В результате музой Анненского становится Незримая, которая, – словно по обычаю архаической тавтологии, – предстает и Эвридикой, и царицей Аида Персефоной. В одном из стихотворений «Тихих песен» он писал:

Дыханье дав моим устам,

Она на факел свой дохнула,

И целый мир на Здесь и Там

В тот миг безумья разомкнула,

Ушла, – и холодом пахнуло

По древожизненным листам («На пороге»).

Факелы – атрибуты Персефоны, или, что то же самое, – Незримой. Незримая символизирует «плененность» Анненского «таинственным смыслом» смерти. И эта «плененность» не похожа ни на экстаз Вяч. Иванова, который писал: «Познай меня, – так пела Смерть, – я – страсть!» («Спор»), ни на некрофильские эмоции Брюсова с его пряными признаниями.

«Плененность» Анненского трагического содержания, вот почему эпиграфом к первой книге поэта стали стихи о жертвенном возлиянии:

Из заветного фиала

В эти песни пролита,

Но увы! не красота,

Только мука идеала.

Такой эпиграф к «Тихим песням», – вспомним слова А. Ф. Лосева: «слово … есть орган самоорганизации личности» [Лосев 2001: 170], – как и эпитет в названии книги стихов, органичен для Анненского, как никого другого, потому что укоренен в древнегреческом воззрении на жертвоприношение как центральный стержень любого мифоритуала [Акимова 2000: 322] и, следовательно, искусства, в каких бы формах оно ни выступало. «Только то, что было исповедью писателя, – говорил Блок, – только то создание, в котором он сжег себя дотла <...>, только оно может стать великим» [Блок 1963: 278] . Жертвенная участь поэта – пеня за древнюю вину, за «орфическое» преступление границы, завесы между мирами.

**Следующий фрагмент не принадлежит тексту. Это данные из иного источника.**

PR #9385, opened 2019-05-21
PR: Improve LSP preferences UI

ccordoba12:
After PR #9249, I considered necessary to improve the LSP server editor by using QGroupBoxes to group its options. I also improved its main label text to make it more straightforward.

Но эпиграф к «Тихим песням» не только указывает на обычный для поэта descensus ad linferos: Анненский предстает «фигурантом», если можно так выразиться, «двойного бытия», символом которого в стихах Анненского, образом status quo поэта на пороге «здесь» и «там», становится «тоска маятника», который

Да по стенке ночь и день,

В душной клетке человечьей,

Ходит-машет сумасшедший,

Волоча немую тень («Тоска маятника»).

Такое самочувствие претворяется в «тоску возврата», «тоску кануна», «тоску миража» – «тоску безысходного круга», наконец, «тоску припоминания», когда

Все живые так стали далеки,

Все небытное стало так внятно... («Тоска припоминания»).

В результате в лирическом мире Анненского верховодит не умозрительный Хронос, но вершитель антропологического времени, «привратник» Янус, который, в отличие от спекулятивного, трансцендентального Хроноса, постоянно дает почувствовать контрапункт настоящего и прошлого, бытия и небытия, что находит отражение в пристрастии Анненского к языковым формам, контрастным по смыслу, но звучащим вполне или почти одинаково [Верхейл 1998: 43].

В итоге герой «перехода» Орфей пребывает в художественном мире поэта хронотопической данностью Януса, а его Эвридика выдает себя за Незримую, мойру и музу поэта, драма которого, по словам В. Ходасевича, «останавливается на ужасе – перед бессмысленным кривлянием жизни и бессмысленным смрадом смерти. Это ужас двух зеркал, отражающих пустоту друг друга» [Ходасевич 1991: 458].